The viaduct section for Western Distributor in Sydney has a lower deck that was never used.

http://maps.google.com.au/maps?f=q&...id=8SbdbeSYW5eNaGEiPunrbw&cbp=12,148.65,,0,-3


----------



## brewerfan386 (Apr 24, 2009)

bogdymol said:


> How could they build such a beautiful bridge and never use it? :bash:


100% Agreed, what a waste of taxpayer money and resources. hno:


----------



## zaphod (Dec 8, 2005)

Yes, seems stupid. Why not make it into a local street?

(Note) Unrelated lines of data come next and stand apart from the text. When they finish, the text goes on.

PR #1148, opened 2025-12-17
Remove custom provider as sdk is now fixed

samikshya-db:
## Description
- The custom azure u2m was a pain because we had to make the sdk flow for aws inline with the custom flow : this is not possible. Now that sdk has fixed their flows, we should start using it for azure too. 

## Testing
- Tested it manually using Azure U2M


gopalldb:
Thanks for cleaning this up :)

PR #1156, opened 2025-12-22
PECOBLR-1121 Arrow patch to circumvent Arrow issues with JDk 16+.

tejassp-db:
## Description
Databricks server shares query results in Arrow format for easy cross language functionality. The JDBC driver experiences compatibility issues with JDK 16 and later versions when processing Arrow results. 

This problem arises from stricter encapsulation of internal APIs in newer Java versions, which affects the driver's use of the Apache Arrow result format consumption with the Apache Arrow library. The JDBC driver is used in partner solutions, where they do not have control of the runtime environment, and the workaround of setting JVM arguments is not feasible. 

## Testing
Tests are added in other stacked PRs.

Its a stacked PR.


src/main/java/org/apache/arrow/memory/ArrowBuf.java
```diff
@@ -0,0 +1,1265 @@
...
+  private final long id = idGenerator.incrementAndGet();
+  private final ReferenceManager referenceManager;
+  private final BufferManager bufferManager;
+  private final long addr;
+  private long readerIndex;
+  private long writerIndex;
+
+  // ---- Databricks patch start ----
+  private final HistoricalLog historicalLog =
+      DEBUG ? new HistoricalLog(DEBUG_LOG_LENGTH, "ArrowBuf[%d]", id) : null;
```
vikrantpuppala: do we even need to worry about the historical log? seems like its usage is null checked everywhere anyway?

src/main/java/org/apache/arrow/memory/DatabricksAllocationReservation.java
```diff
@@ -0,0 +1,104 @@
...
+    if (nBytes < 0) {
+      return false;
+    }
+    // Check if reservation would exceed limits
+    long currentReservation = reservedSize.get();
+    long newReservation = currentReservation + nBytes;
+    if (newReservation > allocator.getHeadroom() + currentReservation) {
+      return false;
+    }
+    reservedSize.addAndGet(nBytes);
```
vikrantpuppala: this is not thread safe, should we use compareAndSet?

src/main/java/org/apache/arrow/memory/DatabricksArrowBuf.java
```diff
@@ -0,0 +1,738 @@
...
+
+  @Override
+  public ReferenceManager getReferenceManager() {
+    return referenceManager;
+  }
+
+  @Override
+  public long capacity() {
+    return capacity;
+  }
```
vikrantpuppala: i think a bunch of these methods do not have a changed override behaviour, can we remove them so that it is easy to review and maintain?

src/main/java/org/apache/arrow/memory/DatabricksArrowBuf.java
```diff
@@ -0,0 +1,738 @@
...
+    this.bufferManager = bufferManager;
+    this.capacity = capacity;
+    this.offset = 0;
+    this.readerIndex = 0;
+    this.writerIndex = 0;
+
+    if (capacity > Integer.MAX_VALUE) {
+      throw new IllegalArgumentException(
+          "DatabricksArrowBuf does not support capacity > Integer.MAX_VALUE");
+    }
```
vikrantpuppala: - why this limit?
- this is missing from the other constructor
- can we reuse constructors

src/main/java/org/apache/arrow/memory/util/MemoryUtil.java
```diff
@@ -0,0 +1,263 @@
...
+      // This exception will get swallowed, but it's necessary for the static analysis that ensures
+      // the static fields above get initialized
+      final RuntimeException failure =
+          new RuntimeException(
+              "Failed to initialize MemoryUtil. You must start Java with "
+                  + "`--add-opens=java.base/java.nio=org.apache.arrow.memory.core,ALL-UNNAMED` "
+                  + "(See https://arrow.apache.org/docs/java/install.html)",
+              e);
+      // ---- Databricks patch start ----
+      // ---- Remove 'failure.printStackTrace();'
```
gopalldb: can we log the stack trace?

src/main/java/org/apache/arrow/memory/DatabricksAllocationReservation.java
```diff
@@ -0,0 +1,104 @@
...
+    return true;
+  }
+
+  @Override
+  public ArrowBuf allocateBuffer() {
+    assertNotUsed();
+    if (!used.compareAndSet(false, true)) {
```
gopalldb: can we add logging?

src/main/java/org/apache/arrow/memory/DatabricksArrowBuf.java
tejassp-db: Idea is to have all behaviour captured within a single class and make all things explicit. Also it is not dependent on any changes in the base class `ArrowBuf`.

src/main/java/org/apache/arrow/memory/ArrowBuf.java
```diff
@@ -0,0 +1,1265 @@
...
+public class ArrowBuf implements AutoCloseable {
+
+  private static final org.slf4j.Logger logger = org.slf4j.LoggerFactory.getLogger(ArrowBuf.class);
+
+  // ---- Databricks patch start ----
+  // ---- Copied verbatim from BaseAllocator. We avoid initializing static fields of BaseAllocator
+  // ---- to avoid unsafe allocation initialization errors.
+  public static final String DEBUG_ALLOCATOR = "arrow.memory.debug.allocator";
+  public static final int DEBUG_LOG_LENGTH = 6;
+  public static final boolean DEBUG;
```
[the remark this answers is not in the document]
tejassp-db: This code is copied verbatim from another Arrow class `BaseAllocator`.

src/main/java/org/apache/arrow/memory/util/MemoryUtil.java
tejassp-db: This code explicitly removes the print of stack trace to `stderr` to prevent customers from thinking something is broken, since our fix works with the native Arrow being absent as well. The exception is caught and error message is logged in static initiliazer of `ArrowBufferAllocator`.

src/main/java/org/apache/arrow/memory/DatabricksAllocationReservation.java
tejassp-db: The interface that this class implements `AllocationReservation`, is explicitly marked as not thread-safe. So we are following contract. Also this code is generally called from a single thread.

src/main/java/org/apache/arrow/memory/DatabricksArrowBuf.java
tejassp-db: `ByteBuffer.allocate` constructor takes an integer argument. It is an inherent limitation of Java nio ByteBuffer. In JDBC case the maximum allocation will be a chunk size, which is 20MiB as of today. 

Reuse constructor - I will give it more thought and get back.

src/main/java/com/databricks/jdbc/api/impl/arrow/ArrowBufferAllocator.java
```diff
@@ -0,0 +1,58 @@
...
+  private static final boolean canCreateRootAllocator;
+
+  /** Logger instance. */
+  private static final JdbcLogger LOGGER = JdbcLoggerFactory.getLogger(ArrowBufferAllocator.class);
+
+  /* Check if the RootAllocator can be instantiated. */
+  static {
+    RootAllocator rootAllocator = null;
+    try {
+      rootAllocator = new RootAllocator();
```
jayantsing-db: Is instantiating a root allocator object sufficient/robust signal to fallback to custom allocator? For example, for resource/IO wrapper objects like root allocator, Arrow may choose to just create a lightweight object/handle and the off-heap memory is not unsafe-accessed until a memory is explicitly buffered using that root allocator object. So, just creating a root allocator object may succeed but as the arrow reader proceeds to buffer off-heap memory during runtime, then it fails.

Should we do something like this to be deliberate about the fallback logic?
```
Class<?> unsafeClass = Class.forName....
Field f = ....
f.setAccessible(true);
```

src/main/java/org/apache/arrow/memory/ArrowBuf.java
```diff
@@ -0,0 +1,1265 @@
...
+
+  // Initialize this before DEFAULT_CONFIG as DEFAULT_CONFIG will eventually initialize the
+  // allocation manager,
+  // which in turn allocates an ArrowBuf, which requires DEBUG to have been properly initialized
```
jayantsing-db: Since this is already within the patch block, we can remove this potentially confusing comment from the BaseAllocator class.

src/main/java/org/apache/arrow/memory/ArrowBuf.java
```diff
@@ -0,0 +1,1265 @@
...
+ * <p>The management (allocation, deallocation, reference counting etc) for the memory chunk is not
+ * done by ArrowBuf. Default implementation of ReferenceManager, allocation is in {@link
+ * BaseAllocator}, {@link BufferLedger} and {@link AllocationManager}
+ */
+public class ArrowBuf implements AutoCloseable {
+
+  private static final org.slf4j.Logger logger = org.slf4j.LoggerFactory.getLogger(ArrowBuf.class);
+
+  // ---- Databricks patch start ----
+  // ---- Copied verbatim from BaseAllocator. We avoid initializing static fields of BaseAllocator
```
jayantsing-db: qq: What was the procedure to determine that "we need to break the static dependency chain to BaseAllocator" because it ends up using unsafe? Is it based on empirical analysis or some deterministic code scan?

The reason I am asking is that there could be a whole bunch of classes loading in this arrow parsing path which might end up using unsafe and ultimately break in exciting new ways.

src/main/java/org/apache/arrow/memory/util/MemoryUtil.java
```diff
@@ -0,0 +1,263 @@
...
+        }
+      } finally {
+        if (address != -1) {
+          UNSAFE.freeMemory(address);
+        }
+      }
+      DIRECT_BUFFER_CONSTRUCTOR = directBufferConstructor;
+    } catch (Throwable e) {
+      // This exception will get swallowed, but it's necessary for the static analysis that ensures
+      // the static fields above get initialized
```
jayantsing-db: nit: Do we need to ensure that this exception is indeed correctly swallowed? If unsure, should we just stop throwing exception in the patch (although i agree with the above philosophy of avoiding as much patch lines as possible)

src/main/java/org/apache/arrow/memory/DatabricksReferenceManager.java
```diff
@@ -0,0 +1,131 @@
...
+  }
+
+  private ArrowBuf deriveBuffer(DatabricksArrowBuf srcBuffer) {
+    return deriveBuffer(srcBuffer, 0, srcBuffer.capacity());
+  }
+
+  @Override
+  public ArrowBuf deriveBuffer(ArrowBuf sourceBuffer, long index, long length) {
+    Preconditions.checkArgument(
+        length <= Integer.MAX_VALUE,
```
jayantsing-db: Should this be index + length?

src/main/java/org/apache/arrow/memory/DatabricksReferenceManager.java
```diff
@@ -0,0 +1,131 @@
...
+            + index
+            + " and length="
+            + length
+            + " exceeds source buffer capacity="
+            + sourceBuffer.capacity());
+
+    // Create a new DatabricksArrowBuf sharing the same byte buffer.
+    DatabricksArrowBuf buf = checkBufferType(sourceBuffer);
+    return new DatabricksArrowBuf(
+        this, null, buf.getByteBuffer(), buf.getOffset() + (int) index, length);
```
jayantsing-db: This always sets buffer manager as null. The reallocIfNeeded will always throw error on slices.

```
@Override
  public ArrowBuf reallocIfNeeded(final long size) {
    Preconditions.checkArgument(size >= 0, "reallocation size must be non-negative");
    if (this.capacity() >= size) {
      return this;
    }
    if (bufferManager != null) {
      return bufferManager.replace(this, size);
    } else {
      throw new UnsupportedOperationException(
          "Realloc is only available in the context of operator's UDFs");
    }
  }
  ```

File: src/main/java/org/apache/arrow/memory/DatabricksReferenceManager.java [hunk 14]
```diff
@@ -0,0 +1,131 @@
...
+  }
+
+  @Override
+  public boolean release() {
+    return release(1);
+  }
+
+  @Override
+  public boolean release(int decrement) {
+    return getRefCount() == 0;
```
jayantsing-db: This will always return false. Could this cause any unknown issues? For example, in the chain of calls, when an arrow reader is closed -> vectors are closed -> buffer is released; could this method (always returning false), cause any unintended leaks by short-circuiting any close chain? I understand that this doesn't matter for on-heap arrow bufs.

jayantsing-db:
Quick question (while I am excited to see this go to production) how do we want to handle fragility and maintainability here? My preference would be to put this patch in the arrow-java repo under the Databricks module so we minimize the chances of things breaking or drifting over time.

src/main/java/org/apache/arrow/memory/DatabricksBufferAllocator.java
```diff
@@ -0,0 +1,236 @@
...
+   *
+   * @param name the allocator name
+   * @param parent the parent allocator (null for root)
+   */
+  public DatabricksBufferAllocator(String name, DatabricksBufferAllocator parent) {
+    this.name = name;
+    this.parent = parent;
+
+    // Create an empty buffer with a no-op reference manager
+    this.emptyBuffer = new DatabricksArrowBuf(ReferenceManager.NO_OP, null, 0);
```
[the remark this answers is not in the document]
jayantsing-db: Ah, I got rusty on Java class loading. LLM says that the RootAllocator class will not be loaded until the method is invoked. Currently the method is not invoked anywhere in arrow codebase so the risk is low but I would see it as a latent risk and suggest to get rid of NO_OP reference manager because it directly uses RootAllocator.

src/main/java/org/apache/arrow/memory/DatabricksBufferAllocator.java
```diff
@@ -0,0 +1,236 @@
...
+
+    // Remove from parent's children list
+    if (parent != null) {
+      parent.children.remove(this);
+    }
+  }
+
+  @Override
+  public long getAllocatedMemory() {
+    return 0;
```
jayantsing-db: nit: We have some debug logs in JDBC read path like below:
```
private void logAllocatorStats(String event) {
    long allocatedMemory = rootAllocator.getAllocatedMemory();
    long peakMemory = rootAllocator.getPeakMemoryAllocation();
    long headRoom = rootAllocator.getHeadroom();
    long initReservation = rootAllocator.getInitReservation();

    LOGGER.debug(
        "Chunk allocator stats Log - Event: {}, Chunk Index: {}, Allocated Memory: {}, Peak Memory: {}, Headroom: {}, Init Reservation: {}",
        event,
        chunkIndex,
        allocatedMemory,
        peakMemory,
        headRoom,
        initReservation);
  }
```
rootAllocator.getAllocatedMemory(); this and others would now always return 0 (which is a bit misleading).

src/main/java/org/apache/arrow/memory/ArrowBuf.java
```diff
@@ -0,0 +1,1265 @@
...
+      historicalLog.buildHistory(sb, indent + 1, verbosity.includeStackTraces);
+    }
+  }
+
+  /**
+   * Print detailed information of this buffer into <code>sb</code>.
+   *
+   * <p>Most information will only be present if BaseAllocator.DEBUG is true.
+   */
+  public void print(StringBuilder sb, int indent) {
```
jayantsing-db: nit: If this method is called, BaseAllocator will be loaded in runtime and break because we are still using BaseAllocator's Verbosity.LOG_WITH_STACKTRACE

src/main/java/org/apache/arrow/vector/util/DecimalUtility.java
```diff
@@ -0,0 +1,247 @@
...
+            DatabricksArrowBuf buf = (DatabricksArrowBuf) bytebuf;
+            final int startIdx = index * byteWidth;
+            if (LITTLE_ENDIAN) {
+                buf.setLong(startIdx, value);
+                for (int i = 1; i <= (byteWidth - 8) / 8; i++) {
+                    buf.setLong(startIdx + Long.BYTES * i, padValue);
+                }
+            } else {
+                for (int i = 0; i < (byteWidth - 8) / 8; i++) {
+                    MemoryUtil.putLong(startIdx + Long.BYTES * i, padValue);
```
jayantsing-db: Is this correct?
-  MemoryUtil#putLong expects absolute memory address
- The patched buff iiuc should not concern itself with Memory util at all

src/main/java/org/apache/arrow/memory/ArrowBuf.java
```diff
@@ -0,0 +1,1265 @@
...
+ * See the License for the specific language governing permissions and
+ * limitations under the License.
+ */
+
+// -------------------------------------------------------------------------
+// MODIFICATION NOTICE:
+// This file was modified by Databricks, Inc on 16-December-2025.
+// Description of changes:
+//        - Patched ArrowBuf to be non-final and extensible.
+//        - Patched ArrowBuf to remove dependency on BaseAllocator.
```
jayantsing-db: I think this modification notice is incorrect: We are still importing `import org.apache.arrow.memory.BaseAllocator.Verbosity;`

src/main/java/org/apache/arrow/vector/util/DecimalUtility.java
```diff
@@ -0,0 +1,247 @@
...
+ * distributed under the License is distributed on an "AS IS" BASIS,
+ * WITHOUT WARRANTIES OR CONDITIONS OF ANY KIND, either express or implied.
+ * See the License for the specific language governing permissions and
+ * limitations under the License.
+ */
+
+// -------------------------------------------------------------------------
+// MODIFICATION NOTICE:
+// This file was modified by Databricks, Inc on 16-December-2025.
+// Description of changes: Patched method writeLongToArrowBuf to handle DatabricksArrowBuf.
```
jayantsing-db: If i understand the reason of this patch correctly, this is most likely because this utility class uses memoryAddress with MemoryUtil and would have otherwise break when used with patched buff class.

Could there be other classes that are incompatible with patched buff class? I asked LLM to search Arrow java and it found few other classes. The assessment is that right now those classes are not directly used by the read path in this JDBC. Is that a safe assumption? Attaching the summary below:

Anyways, there are few examples of that in the US I can think of. Except for tiny stubs and unused interchange ramps designed to connect to something that was never built

But there is one in Baltimore, the failed I-70 segment known as the Franklin-Mulberry Expressway which is not technically abandoned yet but is so unused that its been closed indefinitely for a minor construction project since 2010. Here is an interesting article: http://www.baltimorebrew.com/2011/02/01/highway-to-nowhere-shut-down-and-baltimore-doesnt-notice/ Basically, its so useless that closing it hasn't caused any traffic or complaints from drivers.


----------



## 101rider (Jun 26, 2009)

Never finished expressway in Bangkok


----------



## urbanlover (Feb 14, 2005)

This part of Interstate 44 was abandoned outside of Tulsa. 

Aerial view
http://goo.gl/maps/f4y8













Another from the National Road an old Illinois state highway marker


----------



## g.spinoza (Jul 21, 2010)

A 3.3km section of old SS76 in central Italy, near my hometown, was replaced by a series of tunnels back in the '70s. The road passed through a gorge called Gola della Rossa (Gorge of the Red One):









And this is (what's left of) the road:

























In this picture you can see the Esino river which formed the gorge and the remains of the old medieval bridge, which still gives the name to the site (Ponte Chiaradovo - Egg white bridge) and was destroyed during WWII.


----------



## mgk920 (Apr 21, 2007)

zaphod said:


> Yes, seems stupid. Why not make it into a local street?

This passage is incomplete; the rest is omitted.